Cy was the gentlest person she knew, but he would always have her back. She swallowed a lump in her throat and shook away the thoughts. “Let’s go talk to Bitsy. I’m dying to see her, and we’ve only got three weeks to get this pelican whipped into shape.”
Cy surveyed the peeling paint on the shutters and the clinging scalp of ivy that adhered to the gutters with the tenacity of Super Glue. A redwood railing flanked the narrow steps that led to a front porch complete with cozy love seat and a tangle of climbing hydrangeas framing the charming nook. “Three weeks and five thousand dollars. It’s going to be a stretch,” Cy mused.

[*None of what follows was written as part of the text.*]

PR #1677, opened 2022-12-30
ADEN-12563 Add partners to N&R sites

szymon-nawrocki:
### Ticket
https://fandom.atlassian.net/browse/ADEN-12563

“It’s what we’re good at, remember?” Rosa tucked Baggy under her arm while Cy carried a bunch of yellow daisies they’d purchased. A widow for going on five years now, Bitsy deserved long-stemmed roses, dozens of them, but for now daisies would have to do. Rosa marched up the flagstone walk, doing mental gymnastics as she went. “We’ll want to capitalize on the view from the sitting room and we can draw attention to the exposed beams in the kitchen by painting the walls a light color.”
Something scuttled across the roof overhead, but she ignored it in the rush of excitement she felt. She raised her hand to knock, but the door flew open before her knuckles made contact with the old wood.
“Rosa, sweetie! Cy!” Bitsy cried, drawing back suddenly the way people generally did when they got an eyeful of Baggy. “Is that...a dog?”
“Probably,” Rosa said, shifting Baggy to the side and allowing Bitsy to wrap them in a double hug. “He was left in a bag at the pet store where Cy works part time. He doesn’t smell, and as far as I can see he’s house-trained.”
Bitsy laughed. “Better than some men I used to date way back in the day, before I married Leopold. You two look smashing.”
“Not as smashing as you,” Rosa said, trying to keep from tearing up, her voice muffled by Bitsy’s denim shirt. It wasn’t idle flattery. Bitsy was still tall and regal in spite of her nearly seventy years. Her hair shone white-blond in the buttery afternoon sunshine, cornflower-blue eyes as sharp as they’d ever been, her features enhanced by a touch of satin lipstick and artfully applied powder.
She pulled the twins to arm’s length. “Imagine you two staying at the Pelican again, but now you’re all grown up.” Her eyes filled with a mixture of pleasure and something Rosa thought for a moment was pain. “Come in, come in.”